Sometimes, we may want to apply a non-linear task vector to a `LinearizedImageEncoder` (to obtain posthoc linearized models for example), or viceversa. Both `NonLinearTaskVector` and `LinearizedTaskVector` can be casted and applied to encoders from the complementary class as
```python
linear_edited_encoder = nonlinear_task_vector.apply_to_linear(linear_pretrained_encoder, scaling_coef=0.8)
```

### Linearized Models

The module [src/linearize.py](src/linearize.py) provides tools to linearize any PyTorch `nn.Module`.

To linearize any `model` object of the class `nn.Module` one can simply do:
```python
from src.linearize import LinearizedModel

model = ... # An object of the class `nn.Module`.
linear_model = LinearizedModel(model) # This object can be treated as any other `nn.Module`.
```
Specifically for `ImageEncoder`s the class `LinearizedImageEncoder` provides a simple way to linearize a CLIP image encoder while retaining the same API as the original object from the `ImageEncoder` class.
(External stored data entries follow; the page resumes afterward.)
PR #1659, opened 2016-12-30
Position Freewheel nonlinear above control bar with timeSliderAbove

jw-kaurand:
Position Freewheel nonlinear above control bar with timeSliderAbove.  This must be done because Freewheel does not position its nonlinear in its plugin container.

JW7-3768

### DIFF
--- a/src/css/flags/time-slider-above.less
+++ b/src/css/flags/time-slider-above.less
@@ -367,7 +367,8 @@
     }
 
     /* Move non-linear ad display above the time slider */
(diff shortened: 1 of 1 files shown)


robwalch:
All freewheel styles should be defined in freewheel.

https://github.com/jwplayer/jwplayer-ads-freewheel/blob/master/src/css/styles.less

This is how it's going to have to be for all ads plugins so either use a less specific plugin contain class here or include a fixed size in the plugin.

PR #113, opened 2023-09-20
fix package json runner

cdmistman:
Why
===

looks like bun tried to `ls /nix/store` since the package-json-runner script was a direct child of that dir

also, the Stop button wasn't working

What changed
============

- use `writeScriptBin` instead of `writeScript` for the package-json-runner script
- use `exec` instead of `spawn` to launch the command

Test plan
=========

- open bun repl
- `strace -s512 -fostrace.txt package-json-runner --run-script exit --run-package-json-script exit` doesn't yield an `openat(..., "/nix/store/", ...)` in `strace.txt`

Rollout
=======

### DIFF
--- a/pkgs/modules/run-package-json/script.js
+++ b/pkgs/modules/run-package-json/script.js
@@ -1,6 +1,6 @@
-const fs = require("node:fs");
-const path = require("node:path");
-const { spawn } = require("node:child_process");
+const fs = require("fs");
+const path = require("path");
+const { spawn, exec } = require("child_process");
 
 const args = process.argv.slice(1);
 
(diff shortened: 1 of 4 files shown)


pkgs/modules/run-package-json/script.js
```diff
@@ -1,6 +1,6 @@
-const fs = require("node:fs");
-const path = require("node:path");
-const { spawn } = require("node:child_process");
+const fs = require("fs");
+const path = require("path");
+const { spawn, exec } = require("child_process");
```
ryantm, line 3:
```suggestion
const { exec } = require("child_process");
```

ryantm (approved):
Have you tested this works locally?

cdmistman:
> Have you tested this works locally?

working on it

cdmistman:
@ryantm it works after changing the execution to node :'(

PR #114, opened 2023-09-20
linearUpgrade function, stepUpgrade function and update the maps

airportyh:
Why
===

The upgrade maps are getting annoying to maintain by hand.

What changed
============

1. Added 2 functions: `stepUpgrade` and `linearUpgrade` to declaratively generate upgrade entries.
2. Rewrote most of the upgrade maps with these.
 
Test plan
=========

Make sure we don't regress.


cdmistman:
are we not caring about changelogs anymore?

airportyh:
> are we not caring about changelogs anymore?

How do you want to see changelogs handled?

cdmistman:
i'm not sure - would be good to surface them in the eventual modules pane. but it'd be nice to have the history of the module there, and perhaps we can toast for now when the resolved module changes?

i'm already using the changelog field - do you think i should remove my changelogs?

airportyh:
> i'm not sure - would be good to surface them in the eventual modules pane. but it'd be nice to have the history of the module there, and perhaps we can toast for now when the resolved module changes?
> 
> i'm already using the changelog field - do you think i should remove my changelogs?

No you shouldn't remove them. My pr is only meant to be a refactor of existing code. I didn't change the bun stuff because it's harder to generalize, but that's total valid. But argument can be made that the auto-gen functions should be more friendly to adding change logs.

cdmistman (approved):

PR #117, opened 2023-09-22
Prybar is back: but no interp

airportyh:
Why
===

We had some minor [customer outrage](https://ask.replit.com/t/unable-to-call-python-functions-from-console/66268/15) regarding the removal of Prybar. We are going to add a Python with Prybar 3.10 module with limited support. But it will have `interpreter=false` which will cause it to stop depending on the interp2 service. We plan to deprecate and remove interp2 and shellrun2 at some point. 

What changed
============

1. Added back prybar flake
2. Extracted some common python things to python-utils
3. Created python-with-prybar-3.10 module

Test plan
=========

Test this in a Repl, prybar should be back!

### DIFF
--- a/flake.lock
+++ b/flake.lock
@@ -19,7 +19,7 @@
     "crane": {
       "inputs": {
         "flake-compat": "flake-compat",
-        "flake-utils": "flake-utils",
+        "flake-utils": "flake-utils_2",
         "nixpkgs": [
           "ztoc-rs",
           "nixpkgs"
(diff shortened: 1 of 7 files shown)


ryantm (approved):
I'd much rather we go the route of pointing at an old module, but if you feel this is best okay.

airportyh:
> I'd much rather we go the route of pointing at an old module, but if you feel this is best okay.

In order to change interpreter to false, we need to make a change to the module.

PR #124, opened 2023-09-30
[Prodvana] wait before approval

pacharrin:
Why
===

Conman takes a bit to update the nixmodules after we deploy the new config; this confused the team during a recent incident where it was hard to know what version they were approving.

What changed
============

This config introduces a waiting period after deploying to Canary to wait for the change to propagate and to introduce a place where we can check for alerts in datadog,

If there is an alert, the deployment will fail and not advance to other release channels.

Test plan
=========

CD should have a new protection after deploying to Canary; if no dd alert in datadog is fired for 5 minutes, it will ask for approval.

Rollout
=======

- [X] This is fully backward and forward-compatible

### DIFF
--- a/manifests/application.pvn.yaml
+++ b/manifests/application.pvn.yaml
@@ -10,6 +10,25 @@ application:
         - name: config-raw
           runtime: marine-cycle-160323--govalctl-config-raw
           type: EXTENSION
+      protections:
+        - ref:
+            name: check-no-datadog-alerts
+            parameters:
+              - name: apiKey
+                secret:
+                  secretRef:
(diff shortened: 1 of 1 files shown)


manifests/application.pvn.yaml
```diff
@@ -10,6 +10,25 @@ application:
         - name: config-raw
           runtime: marine-cycle-160323--govalctl-config-raw
           type: EXTENSION
+      protections:
+        - ref:
+            name: check-no-datadog-alerts
```
lhchavez, line 15: v pog

lhchavez (approved):

PR #125, opened 2023-10-02
bun 1.0.3

cdmistman:
Why
===

like recent bun

What changed
============

- update bun to 1.0.3

Test plan
=========

- `bun --version` with module installed prints 1.0.3

Rollout
=======

### DIFF
--- a/pkgs/modules/bun/default.nix
+++ b/pkgs/modules/bun/default.nix
@@ -6,6 +6,23 @@ let
   extensions = [ ".json" ".js" ".jsx" ".ts" ".tsx" ];
 
   community-version = lib.versions.majorMinor bun.version;
+
+  package-json-runner = pkgs.writeScript "bun-runner" ''
+    #!${pkgs.bash}/bin/bash
+    if start=$(${pkgs.jq}/bin/jq -r '.scripts.start? // empty' package.json 2>/dev/null); [[ -n $start ]]; then
+      echo "+ bun run start";
+      ${bun}/bin/bun run start;
+    elif module=$(${pkgs.jq}/bin/jq -r 'if .type == "module" then .module // empty else empty end' package.json 2>/dev/null); [[ -n $module ]]; then
+      echo "+ bun $module";
+      ${bun}/bin/bun $module;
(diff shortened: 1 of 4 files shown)


ryantm (changes requested):
We haven't fixed the runner yet, so please do not merge this.

cdmistman:
[13b1054](https://github.com/replit/nixmodules/pull/125/commits/13b105484879a2c8101ee2c4ff0e4c682529aee7) reverted the module config to use the package-json-runner script/config from v3. the only delta is the path for the bun derivation

pkgs/modules/bun/default.nix
```diff
@@ -6,17 +6,30 @@ let
...
+    fi
+  '';
 in
 
 {
   id = "bun-${community-version}";
   name = "Bun Tools";
 
   imports = [
-    (import ../run-package-json {
```
ryantm, line 16: Are you able to delete this directory now too?

pkgs/modules/bun/default.nix
```diff
@@ -6,17 +6,30 @@ let
...
+    elif module=$(${pkgs.jq}/bin/jq -r 'if .type == "module" then .module // empty else empty end' package.json 2>/dev/null); [[ -n $module ]]; then
+      echo "+ bun $module";
+      ${bun}/bin/bun $module;
+    elif main=$(${pkgs.jq}/bin/jq -r '.main // empty' package.json 2>/dev/null); [[ -n $main ]]; then
+      echo "+ bun $main";
+      ${bun}/bin/bun $main;
+    elif [[ -n $file ]]; then
+      echo "+ bun $file";
+      ${bun}/bin/bun $file;
+    fi
```
ryantm, line 24: What about the `replit-dev` runner from before?

pkgs/modules/bun/default.nix
cdmistman: i still plan on fixing `run-package-json`, i just want to do that in a different pr. the script in this pr is the v3 runner script

ryantm (approved):

PR #129, opened 2023-10-06
Fix owner group ids

Mic92:
Why
===

Create images with owner 11000 / group 11000 so that they do not come up as the nobody user in the repl.it.

What changed
============

We switched to an lkl fork that supports this feature. An upstream pull request has been opened: https://github.com/lkl/linux/pull/532

Test plan
=========

```
$ nix build .#bundle-image
$ sudo mount -o ro,loop,norecovery ./result/disk.raw /mnt
$ ls -lan /mnt
total 37
drwxr-xr-x  5     0     0  4096 Feb  2  1970 .
drwxr-xr-x 21     0     0    21 Oct  6 13:08 ..
drwxr-xr-x  3 11000 11000  4096 Oct  6 14:24 etc
drwx------  2     0     0 16384 Oct  6 14:29 lost+found
drwxr-xr-x  3 11000 11000  4096 Feb  2  1970 nix
```

Rollout
=======

- [x] This is fully backward and forward compatible (assuming that no one depends on quirky behavior where files are owned by nobody)

### DIFF
--- a/pkgs/bundle-image/builder.sh
+++ b/pkgs/bundle-image/builder.sh
@@ -69,6 +69,7 @@ echo "copying to image..."
 cptofs -p \
        -t ext4 \
        -i "$diskImage" \
+       --owner 11000 --group 11000 \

We can therefore create a linearized CLIP model as:
```python
from src.linearize import LinearizedImageEncoder
from src.heads import get_classification_head
from src.modeling import ImageClassifier

args = ... # Arguments used to define an `ImageEncoder`.
linear_encoder = LinearizedImageEncoder(args, keep_lang=False) # This object can be treated as any other `ImageEncoder`.

classification_head = get_classification_head(args, train_dataset)

linear_clip = ImageClassifier(image_encoder, classification_head)
```
### Training

The script `src/finetune.py` can be used to reproduce the training protocol we used to fine-tune our models on all our downstream tasks (both linearly and non-linearly).
```sh 
python src/finetune.py --finetuning-mode=standard --model=ViT-B-32 --world-size=2 # Finetune non-linearly on 2 GPUs
python src/finetune.py --finetuning-mode=linear --model=ViT-B-32 --world-size=2 # Finetune non-linearly on 2 GPUs
python src/finetune.py --finetuning-mode=linear-2 --model=ViT-B-32 --world-size=2 # Finetune non-linearly on 2 GPUs (our method)
```

### Evaluation

We provide different scripts to evaluate the different task vectors obtained using the previous scripts.

#### Single-task accuracy
Having run `src/finetune.py` for a given model, you can evaluate the performance of the fine-tuned weights on each single task by running
```sh 
# Evaluate pre-trained models.
python src/eval_single_task.py --model=ViT-B-32 --finetuning-mode=none

# Evaluate non-linearly fine-tuned models.
python src/eval_single_task.py --model=ViT-B-32 --finetuning-mode=standard

# Evaluate linearly fine-tuned models.
python src/eval_single_task.py --model=ViT-B-32 --finetuning-mode=linear

# Evaluate our method. Requires having run finetune.py with --finetuning=mode=standard.
python src/eval_single_task.py --model=ViT-B-32 --finetuning-mode=linear-2
```

#### Task addition
Once evaluated on the single tasks, we can evaluate the task arithmetic performance of the different strategies on the addition benchmark.
```sh 
# Evaluate non-linearly fine-tuned models.
python src/eval_task_addition.py --model=ViT-B-32 --finetuning-mode=standard

# Evaluate linearly fine-tuned models.
python src/eval_task_addition.py --model=ViT-B-32 --finetuning-mode=linear

# Evaluate our method.
python src/eval_task_addition.py --model=ViT-B-32 --finetuning-mode=linear-2
```


## Datasets
To download and prepare the datasets, please use the code in 'src/datasets' directly.